**WORKING DATA:**

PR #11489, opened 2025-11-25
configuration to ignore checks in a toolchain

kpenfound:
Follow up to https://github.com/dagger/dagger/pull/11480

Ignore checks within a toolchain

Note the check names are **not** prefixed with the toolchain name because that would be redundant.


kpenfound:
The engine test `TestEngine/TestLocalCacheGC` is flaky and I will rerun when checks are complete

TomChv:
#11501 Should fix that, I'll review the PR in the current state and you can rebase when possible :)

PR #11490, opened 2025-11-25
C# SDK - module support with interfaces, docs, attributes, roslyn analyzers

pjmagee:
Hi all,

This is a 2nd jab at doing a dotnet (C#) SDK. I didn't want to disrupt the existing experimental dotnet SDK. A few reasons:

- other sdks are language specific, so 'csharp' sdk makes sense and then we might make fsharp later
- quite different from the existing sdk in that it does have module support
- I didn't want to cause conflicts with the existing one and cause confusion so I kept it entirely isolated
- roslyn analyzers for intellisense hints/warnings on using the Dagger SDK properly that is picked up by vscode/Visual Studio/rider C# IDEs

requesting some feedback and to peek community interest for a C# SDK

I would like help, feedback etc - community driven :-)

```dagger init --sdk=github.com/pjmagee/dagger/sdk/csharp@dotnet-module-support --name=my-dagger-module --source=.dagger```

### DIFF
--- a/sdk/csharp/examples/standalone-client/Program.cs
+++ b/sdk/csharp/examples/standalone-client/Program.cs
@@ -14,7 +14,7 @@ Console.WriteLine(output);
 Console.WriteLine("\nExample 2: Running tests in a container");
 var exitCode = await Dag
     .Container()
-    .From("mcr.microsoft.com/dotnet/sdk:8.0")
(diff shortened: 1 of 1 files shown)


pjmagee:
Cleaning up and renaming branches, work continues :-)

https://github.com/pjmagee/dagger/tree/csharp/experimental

**REQUIREMENT:** Show every line in the records above that contains the word "standalone".

**YOUR RESPONSE:**
--- a/sdk/csharp/examples/standalone-client/Program.cs
+++ b/sdk/csharp/examples/standalone-client/Program.cs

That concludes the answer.